> DATA RECORDS:
PR #1080, opened 2020-11-17
Reduce allocations

paulomorgado:
# Change

Reduce allocations in:

* `string` comparisons
* `List<T>` growth
* **LINQ**
  * Enumerators
  * Delegates
  * Closures

### DIFF
--- a/src/System.CommandLine.Rendering/Ansi.cs
+++ b/src/System.CommandLine.Rendering/Ansi.cs
@@ -51,7 +51,7 @@ namespace System.CommandLine.Rendering
                 public static AnsiControlCode LightCyan { get; } = $"{Esc}[106m";
                 public static AnsiControlCode LightGray { get; } = $"{Esc}[107m";
 
-                public static AnsiControlCode Rgb(byte r, byte g, byte b) => $"{Esc}[48;2;{r};{g};{b}m";
+                public static AnsiControlCode Rgb(byte r, byte g, byte b) => $"{Esc}[48;2;{r.ToString()};{g.ToString()};{b.ToString()}m";
             }
 
             [DebuggerStepThrough]
@@ -76,7 +76,7 @@ namespace System.CommandLine.Rendering
                 public static AnsiControlCode LightCyan { get; } = $"{Esc}[96m";
                 public static AnsiControlCode LightGray { get; } = $"{Esc}[97m";
 
-                public static AnsiControlCode Rgb(byte r, byte g, byte b) => $"{Esc}[38;2;{r};{g};{b}m";
+                public static AnsiControlCode Rgb(byte r, byte g, byte b) => $"{Esc}[38;2;{r.ToString()};{g.ToString()};{b.ToString()}m";
             }
         }
 
@@ -87,13 +87,13 @@ namespace System.CommandLine.Rendering
             [DebuggerStepThrough]
             public static class Move
             {
-                public static AnsiControlCode Up(int lines = 1) => $"{Esc}[{lines}A";
-                public static AnsiControlCode Down(int lines = 1) => $"{Esc}[{lines}B";
-                public static AnsiControlCode Right(int columns = 1) => $"{Esc}[{columns}C";
-                public static AnsiControlCode Left(int columns = 1) => $"{Esc}[{columns}D";
-                public static AnsiControlCode NextLine(int line = 1) => $"{Esc}[{line}E";
+                public static AnsiControlCode Up(int lines = 1) => $"{Esc}[{lines.ToString()}A";
+                public static AnsiControlCode Down(int lines = 1) => $"{Esc}[{lines.ToString()}B";
+                public static AnsiControlCode Right(int columns = 1) => $"{Esc}[{columns.ToString()}C";
+                public static AnsiControlCode Left(int columns = 1) => $"{Esc}[{columns.ToString()}D";
+                public static AnsiControlCode NextLine(int line = 1) => $"{Esc}[{line.ToString()}E";
                 public static AnsiControlCode ToUpperLeftCorner { get; } = $"{Esc}[H";
-                public static AnsiControlCode ToLocation(int? left = null, int? top = null) => $"{Esc}[{top ?? 1};{left ?? 1}H";
+                public static AnsiControlCode ToLocation(int? left = null, int? top = null) => $"{Esc}[{top.GetValueOrDefault(1)};{left.GetValueOrDefault(1).ToString()}H";
             }
 
             [DebuggerStepThrough]
--- a/src/System.CommandLine.Suggest/FileSuggestionRegistration.cs
+++ b/src/System.CommandLine.Suggest/FileSuggestionRegistration.cs
@@ -4,6 +4,7 @@
 using System.Collections.Generic;
 using System.IO;
 using System.Linq;
+using System.Text;
 using static System.Environment;
 
 namespace System.CommandLine.Suggest
@@ -30,7 +31,7 @@ namespace System.CommandLine.Suggest
             }
 
             var userProfile = GetFolderPath(SpecialFolder.UserProfile);
-            
+
             _registrationConfigurationFilePath = Path.Combine(userProfile, RegistrationFileName);
         }
 
@@ -47,11 +48,19 @@ namespace System.CommandLine.Suggest
                 return null;
             }
 
-            var completionTarget =
-                File.ReadAllLines(_registrationConfigurationFilePath).LastOrDefault(line =>
-                                                                                        line.StartsWith(soughtExecutable.FullName, StringComparison.OrdinalIgnoreCase));
+            string completionTarget = null;
+            using (var sr = new StreamReader(_registrationConfigurationFilePath, Encoding.UTF8))
+            {
+                while (sr.ReadLine() is string line)
+                {
+                    if (line.StartsWith(soughtExecutable.FullName, StringComparison.OrdinalIgnoreCase))
+                    {
+                        completionTarget = line;
+                    }
+                }
+            }
 
-            if (completionTarget == null)
+            if (completionTarget is null)
             {
                 // Completion provider not found!
                 return null;
@@ -66,13 +75,17 @@ namespace System.CommandLine.Suggest
 
             if (_registrationConfigurationFilePath != null && File.Exists(_registrationConfigurationFilePath))
             {
-                allRegistration
-                    .AddRange(File
-                        .ReadAllLines(_registrationConfigurationFilePath)
-                        .Select(l => l.Trim())
-                        .Where(l => l.Any())
-                        .Select(item => new Registration(item))
-                    );
+                using (var sr = new StreamReader(_registrationConfigurationFilePath, Encoding.UTF8))
+                {
+                    string line;
+                    while ((line = sr.ReadLine()) != null)
+                    {
+                        if (!string.IsNullOrWhiteSpace(line))
+                        {
+                            allRegistration.Add(new Registration(line.Trim()));
+                        }
+                    }
+                }
             }
 
             return allRegistration;
--- a/src/System.CommandLine/Binding/Binder.cs
+++ b/src/System.CommandLine/Binding/Binder.cs
@@ -7,15 +7,45 @@ namespace System.CommandLine.Binding
 {
     internal static class Binder
     {
-        internal static bool IsMatch(this string parameterName, string alias) =>
-            string.Equals(alias?.RemovePrefix()
-                              .Replace("-", "")
-                              .Replace("|", "or"),
-                          parameterName,
-                          StringComparison.OrdinalIgnoreCase);
+        internal static bool IsMatch(this string parameterName, string alias)
+        {
+            var parameterIndex = 0;
+            for (var aliasIndex = alias.AdvancePrefix(); aliasIndex < alias.Length; aliasIndex++)
+            {
+                var aliasChar = alias[aliasIndex];
+
+                if (aliasChar == '-')
+                {
+                    continue;
+                }
+
+                var parameterNameChar = parameterName[parameterIndex];
+
+                if (aliasChar == '|')
+                {
+                    if ((parameterName.Length < parameterIndex + 2) || ((parameterNameChar | 32) != 'o') || ((parameterName[parameterIndex + 1] | 32) != 'r'))
+                    {
+                        return false;
+                    }
+
+                    parameterIndex += 2;
+
+                    continue;
+                }
+
+                if (parameterNameChar != aliasChar && char.ToUpperInvariant(parameterNameChar) != char.ToUpperInvariant(aliasChar))
+                {
+                    return false;
+                }
+
+                parameterIndex++;
+            }
+
+            return true;
+        }
 
         internal static bool IsMatch(this string parameterName, IOption symbol) =>
-            parameterName.IsMatch(symbol.Name) || 
+            parameterName.IsMatch(symbol.Name) ||
             symbol.HasAlias(parameterName);
 
         internal static bool IsNullable(this Type t)
--- a/src/System.CommandLine/Help/HelpBuilder.cs
+++ b/src/System.CommandLine/Help/HelpBuilder.cs
@@ -5,7 +5,6 @@ using System.Collections.Generic;
 using System.CommandLine.IO;
 using System.CommandLine.Parsing;
 using System.Linq;
-using System.Text;
 using System.Text.RegularExpressions;
 using static System.CommandLine.Help.DefaultHelpText;
 
@@ -255,22 +254,22 @@ namespace System.CommandLine.Help
         /// </summary>
         /// <param name="table">The table of values to determine column widths for.</param>
         /// <returns>A collection of column widths.</returns>
-        private IReadOnlyList<int> ColumnWidths(IEnumerable<IReadOnlyList<string>> table)
+        private IReadOnlyList<int> ColumnWidths(IReadOnlyList<IReadOnlyList<string>> table)
         {
-            if (!table.Any())
+            if (table.Count == 0)
             {
                 return Array.Empty<int>();
             }
 
-            var columns = table.First().Count;
+            var columns = table[0].Count;
             var unsetWidth = -1;
             var widths = new int[columns];
-            for (int i = 0; i < columns; ++i)
+            for (var i = 0; i < columns; ++i)
             {
                 widths[i] = unsetWidth;
             }
             var maxWidths = new int[columns];
-            for (int i = 0; i < columns; ++i)
+            for (var i = 0; i < columns; ++i)
             {
                 maxWidths[i] = table.Max(row => row[i].Length);
             }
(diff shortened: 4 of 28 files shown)


src/System.CommandLine/TypeExtensions.cs
```diff
@@ -0,0 +1,34 @@
...
+using System.Runtime.CompilerServices;
+using System.Text;
+using System.Threading.Tasks;
+
+namespace System.CommandLine
+{
+    /// <summary>
+    /// Provides extensions to <see cref="Type"/>.
+    /// </summary>
+    public static class TypeExtensions
```
jonsequitur, line 13: These should be kept internal. Maybe include them alongside similar methods in `Binder.cs`?

src/System.CommandLine/StringBuilderPool.cs
```diff
@@ -0,0 +1,68 @@
+﻿using System;
+using System.Collections.Generic;
+using System.Linq;
+using System.Text;
+using System.Threading;
+using System.Threading.Tasks;
+
+namespace System.CommandLine
+{
+    public class StringBuilderPool
```
jonsequitur, line 10: This should probably be internal.

paulomorgado: Should I repeat it across all projects that need it? Or àdd `InternalsVisibleToAttribute`?

src/System.CommandLine/TypeExtensions.cs
paulomorgado: I don't think this is binder specific.

These are extension methods on `Type` that are used by the binder.

It might be a good idea to move all extension methods on `Type` to this class.

src/System.CommandLine/StringBuilderPool.cs
paulomorgado: @jonsequitur, I was about to make `StringBuilderPool` internal and add to the other projects as a link, but that defeats the whole purpose of the shared pool.

src/System.CommandLine/Parsing/ParseResultVisitor.cs
```diff
@@ -34,19 +34,27 @@ internal class ParseResultVisitor : SyntaxVisitor
...
             {
-                _unmatchedTokens.AddRange(unmatchedTokens.Select(t => t.Value));
+                foreach (var unmatchedToken in unmatchedTokens)
+                {
+                    _unmatchedTokens.Add(unmatchedToken.Value);
+                }
             }
 
-            _errors = new List<ParseError>();
+            _errors = new List<ParseError>(2);
```
Keboo, line 57: Shouldn't this be?
```suggestion
            _errors = new List<ParseError>(_tokenizeResult.Errors.Count + parseErrors.Count);
```

src/System.CommandLine/TypeExtensions.cs
jonsequitur: Within the scope of this project I believe they're only used for binding, which is why e.g. `IsNullable` is also there.

src/System.CommandLine.Rendering/TestTerminal.cs
```diff
@@ -247,6 +247,8 @@ public IEnumerable<TextRendered> RenderOperations()
             {
                 yield return new TextRendered(buffer.ToString(), position);
             }
+
+            StringBuilderPool.Default.Return(buffer);
```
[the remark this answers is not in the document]
paulomorgado: Thought of that but was not sure how much would that complicate the state machine.

src/System.CommandLine.Rendering/WrappingExtensions.cs
```diff
@@ -70,6 +70,8 @@ public static IEnumerable<string> SplitForWrapping(this string text)
             {
                 yield return sb.ToString();
             }
+
+            StringBuilderPool.Default.Return(sb);
```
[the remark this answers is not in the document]
paulomorgado: Thought of that but was not sure how much would that complicate the state machine.

src/System.CommandLine/StringBuilderPool.cs
jonsequitur: I typically avoid `InternalsVisibleToAttribute` because the impact of it tends to spread out over time.

We've used linked files in a few places but because this one is stateful, that approach might defeat the purpose.

Because of the lower level of maturity for the other libraries, maybe we should skip this optimization for now? Other ideas?

src/System.CommandLine/Binding/Binder.cs
```diff
@@ -7,15 +7,50 @@ namespace System.CommandLine.Binding
...
+                if (aliasChar == '-')
+                {
+                    continue;
+                }
+
+                var parameterNameChar = parameterName[parameterIndex];
+
+                if (aliasChar == '|')
+                {
+                    if ((parameterName.Length < parameterIndex + 2) || ((parameterNameChar | 32) != 'o') || ((parameterName[parameterIndex + 1] | 32) != 'r'))
```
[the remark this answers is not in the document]
paulomorgado: If you set that bit (00100000) on a character and it becomes an **o** or **r**, it's because it was, respectively, an **O** or **R**. It's a no-op for **o** or **r** and it doesn't matter for other characters.

src/System.CommandLine/Help/HelpBuilder.cs
```diff
@@ -377,48 +377,116 @@ private void AppendRow(IEnumerable<string> row, IReadOnlyList<int> columnWidths)
...
+
+                return lines;
+            }
+            finally
+            {
+                StringBuilderPool.Default.Return(lineBuilder);
             }
 
-            return lines;
+            void appendLine()
```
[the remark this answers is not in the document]
paulomorgado: It's a local function, not a member method.

src/System.CommandLine/Help/HelpBuilder.cs
```diff
@@ -377,48 +377,116 @@ private void AppendRow(IEnumerable<string> row, IReadOnlyList<int> columnWidths)
...
+            {
+                lines.Add(lineBuilder.ToString(lineBuilderOffset, (isWhiteSpace ? lineBuilder.Length - 1 : lineBuilder.Length) - lineBuilderOffset));
+            }
+
+            void truncateLineAndAppendIfNeeded()
```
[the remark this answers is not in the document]
paulomorgado: It's a local function, not a member method.

src/System.CommandLine/Help/HelpBuilder.cs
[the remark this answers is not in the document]
Keboo: Agreed, however the other other local functions are using PascalCase. It would be good to maintain consistency.

src/System.CommandLine/Binding/Binder.cs
```diff
@@ -7,15 +7,50 @@ namespace System.CommandLine.Binding
 {
     internal static class Binder
     {
-        internal static bool IsMatch(this string parameterName, string alias) =>
-            string.Equals(alias?.RemovePrefix()
-                              .Replace("-", "")
-                              .Replace("|", "or"),
-                          parameterName,
-                          StringComparison.OrdinalIgnoreCase);
+        internal static bool IsMatch(this string parameterName, string alias)
```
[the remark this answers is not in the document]
paulomorgado: This was misidentified as a change because it was a expression bodied member and it was changed into block body method. That's why I always put the arrow in the next line if it's not a one-liner.

The API was already defined with non-nullable strings but was accepting null strings. Removed the null checks.

src/System.CommandLine/Parsing/ParseResultVisitor.cs
paulomorgado: Good call! Missed that and the allocation of the enumerator and delegate in the next line

src/System.CommandLine/Binding/Binder.cs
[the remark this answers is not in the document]
jonsequitur: Out of curiosity, what's the performance implication of this versus a `char.Equals` or `string.Equals`?

One aspect of this particular feature that's worth calling out is that it's a localization problem, so the implementation is going to need to change to take translations into account at some point. That might disrupt the optimization, and at the very least it makes the logic here a little harder to follow.

src/System.CommandLine/Help/HelpBuilder.cs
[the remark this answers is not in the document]
paulomorgado: Maybe it's the others that are wrong. 😄

src/System.CommandLine/StringBuilderPool.cs
paulomorgado: Leave it public?

I understand the concern of leaking a API that is not the concern of the package.

I just think that using [`ObjectPoolProviderExtensions`](https://docs.microsoft.com/en-us/dotnet/api/microsoft.extensions.objectpool.objectpoolproviderextensions) might be overkill because of the lifetime of the of the pool and pooled objects.

Relying in an hypothetical global `StringBuilder` pool would be even worst.

src/System.CommandLine/TypeExtensions.cs
paulomorgado: I tend to place them on <extended_type>Extensions classes.

If they are super specific, I don't define them as extension methods - maybe one day we can have private extensions.

src/System.CommandLine/Binding/Binder.cs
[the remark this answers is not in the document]
paulomorgado: It's not about `char.Equals` or `string.Equals`.

The original code was:

```C#
internal static bool IsMatch(this string parameterName, string alias) =>
        string.Equals(alias?.RemovePrefix()
                          .Replace("-", "")
                          .Replace("|", "or"),
                      parameterName,
                      StringComparison.OrdinalIgnoreCase);
```

It's creating 3 extra strings for an `OrdinalIgnoreCase` comparison.

Every time there's an avoidable string creation, a bucket of CO2 is thrown into the atmosphere. 😄 

Now that we're streaming the string, there are more efficient ways to compare ordinal characters.

The original code is not particularly localizable. By the time we get to that, there might be a code generator for regular expressions that may allow for a better localization.

But, the truth is, I hadn't thought about that.

src/System.CommandLine/StringBuilderPool.cs
jonsequitur: I don't think it should be public because then people will use it, and we'll have to maintain it. I also don't think we should add dependencies. 

It's unclear if `System.CommandLine.DragonFruit` or `System.CommandLine.Rendering` will reach a GA in their current form so I'm less concerned with optimizing their performance than I am with making sure the `System.CommandLine` surface area is clean.

paulomorgado: What do you think of taking a dependency on [Microsoft.Extensions.ObjectPool](https://www.nuget.org/packages/Microsoft.Extensions.ObjectPool/)?

I could keep it as a pooled weak references.

jonsequitur: I'd like to avoid adding a dependency.

src/System.CommandLine.Rendering/Ansi.cs
```diff
@@ -51,7 +51,7 @@ public static class Background
                 public static AnsiControlCode LightCyan { get; } = $"{Esc}[106m";
                 public static AnsiControlCode LightGray { get; } = $"{Esc}[107m";
 
-                public static AnsiControlCode Rgb(byte r, byte g, byte b) => $"{Esc}[48;2;{r};{g};{b}m";
+                public static AnsiControlCode Rgb(byte r, byte g, byte b) => $"{Esc}[48;2;{r.ToString()};{g.ToString()};{b.ToString()}m";
```
jonsequitur, line 54: Why the explicit `ToString` calls?

src/System.CommandLine.Suggest/FileSuggestionRegistration.cs
```diff
@@ -52,9 +53,18 @@ public Registration FindRegistration(FileInfo soughtExecutable)
...
             }
 
-            var completionTarget =
-                File.ReadAllLines(_registrationConfigurationFilePath).LastOrDefault(line =>
-                                                                                        line.StartsWith(soughtExecutable.FullName, StringComparison.OrdinalIgnoreCase));
+            string completionTarget = null;
+            using (var sr = new StreamReader(_registrationConfigurationFilePath, Encoding.UTF8))
+            {
+                string? line;
+                while ((line = sr.ReadLine()) != null)
```
jonsequitur, line 60: Or maybe do away with the separate variable declaration and do this?

```suggestion
                while (sr.ReadLine() is { } line)
```

src/System.CommandLine.Suggest/FileSuggestionRegistration.cs
```diff
@@ -52,9 +53,18 @@ public Registration FindRegistration(FileInfo soughtExecutable)
...
+                {
+                    if (line.StartsWith(soughtExecutable.FullName, StringComparison.OrdinalIgnoreCase))
+                    {
+                        completionTarget = line;
+                    }
+                }
+            }
 
             if (completionTarget == null)
```
jonsequitur, line 69: Maybe change to `if (completionTarget is not null)`?

src/System.CommandLine/Symbol.cs
```diff
@@ -59,22 +59,37 @@ private protected void AddArgumentInner(Argument argument)
...
+                            }
+                        }
+                        break;
+                }
+            }
+
+            return suggestions
+                .OrderBy(symbol => symbol!.IndexOfCaseInsensitive(textToMatch))
+                .ThenBy(symbol => symbol, StringComparer.OrdinalIgnoreCase)
+                .ToList();
```
jonsequitur, line 92: Is pre-emptively calling `ToList` useful here?

src/System.CommandLine.Rendering/Ansi.cs
paulomorgado: To avoid boxing and unboxing.

src/System.CommandLine.Suggest/FileSuggestionRegistration.cs
paulomorgado: I was under the impressions that this was targeting C# 7.3.

In that case, I would prever `while (sr.ReadLine() is string line)` in this case.

src/System.CommandLine.Suggest/FileSuggestionRegistration.cs
paulomorgado: Don't you mean `if (completionTarget is null)`?

src/System.CommandLine/Symbol.cs
paulomorgado: Not if it's iterated only once, which it seems to be the case. I'll remove it.

src/System.CommandLine.Suggest/FileSuggestionRegistration.cs
jonsequitur: We should update to latest, I think.

src/System.CommandLine.Suggest/FileSuggestionRegistration.cs
jonsequitur: Oops. Yeah.

src/System.CommandLine.Suggest/FileSuggestionRegistration.cs
paulomorgado: I prefer to be explicit. `latest` means different things for different builds of Visual Studio.

jonsequitur: That's fine. Any reason not to support C# 9 then?

paulomorgado: C# 9.0 is the default only for .NET 5.0 ([language defaults](https://docs.microsoft.com/en-us/dotnet/csharp/language-reference/configure-language-version#defaults)).

It must be done carefully to support .NET Framework and .NET Standard 2.0 (Visual Studio will default to C# 7.3) because some features depend on types that are only on .NET Core 3.x/.NET Standard 2.1/.NET 5.0, but it can be done.

jonsequitur:
@paulomorgado Would you mind rebasing this onto `main`?

paulomorgado:
@jonsequitur,

Done!
All tests passing!
We should upgrade C# to 9.0, because some constraints require it.

src/System.CommandLine/Parsing/ParseResultVisitor.cs
```diff
@@ -34,20 +34,33 @@ internal class ParseResultVisitor : SyntaxVisitor
             _tokenizeResult = tokenizeResult;
             _rawInput = rawInput;
 
-            _unparsedTokens = new List<string>();
-            if (unparsedTokens?.Count > 0)
+            var unparsedTokensCount = unparsedTokens?.Count ?? 0;
+            _unparsedTokens = unparsedTokensCount == 0 ? new List<string>() : new List<string>(unparsedTokensCount);
```
Keboo, line 38:
```suggestion
            _unparsedTokens = unparsedTokensCount == 0 ? new List<string>(0) : new List<string>(unparsedTokensCount);
```

src/System.CommandLine/Parsing/ParseResultVisitor.cs
```diff
@@ -34,20 +34,33 @@ internal class ParseResultVisitor : SyntaxVisitor
...
             {
-                _unparsedTokens.AddRange(unparsedTokens.Select(t => t.Value));
+                foreach (var unparsedToken in unparsedTokens!)
+                {
+                    _unparsedTokens.Add(unparsedToken.Value);
+                }
+            }
+
+            var unmatchedTokensCount = unmatchedTokens?.Count ?? 0;
+            _unmatchedTokens = unmatchedTokensCount == 0 ? new List<string>() : new List<string>(unmatchedTokensCount);
```
Keboo, line 48:
```suggestion
            _unmatchedTokens = unmatchedTokensCount == 0 ? new List<string>(0) : new List<string>(unmatchedTokensCount);
```

Keboo (approved):

src/System.CommandLine/Parsing/ParseResultVisitor.cs
paulomorgado: Interesting point.

The [parameterless constructor for `List<T>`](https://source.dot.net/#System.Private.CoreLib/List.cs,37) does exactly the same as the [constructor with initial capacity when the initial capacity is `0`](https://source.dot.net/#System.Private.CoreLib/List.cs,52) with the added (very minimal) cost of [checking for negative capacity](https://source.dot.net/#System.Private.CoreLib/List.cs,48).

But this might be an option with improved readability and maintainability:

    _unparsedTokens = new List<string>(unparsedTokensCount);

src/System.CommandLine/Parsing/ParseResultVisitor.cs
paulomorgado: Interesting point.

The [parameterless constructor for `List<T>`](https://source.dot.net/#System.Private.CoreLib/List.cs,37) does exactly the same as the [constructor with initial capacity when the initial capacity is `0`](https://source.dot.net/#System.Private.CoreLib/List.cs,52) with the added (very minimal) cost of [checking for negative capacity](https://source.dot.net/#System.Private.CoreLib/List.cs,48).

But this might be an option with improved readability and maintainability:

    _unmatchedTokens = new List<string>(unmatchedTokensCount);

jonsequitur (approved):

elgonzo:
Unfortunately, the change to the `Binder.IsMatch` method introduced with this pull request makes binding of option arguments to properties of complex model classes unreliable. See issue report here: https://github.com/dotnet/command-line-api/issues/1195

> YOUR OBJECTIVE:
Count the lines in the listing above that include the word "dependency", and respond with that number alone.

> WRITTEN RESPONSE:
2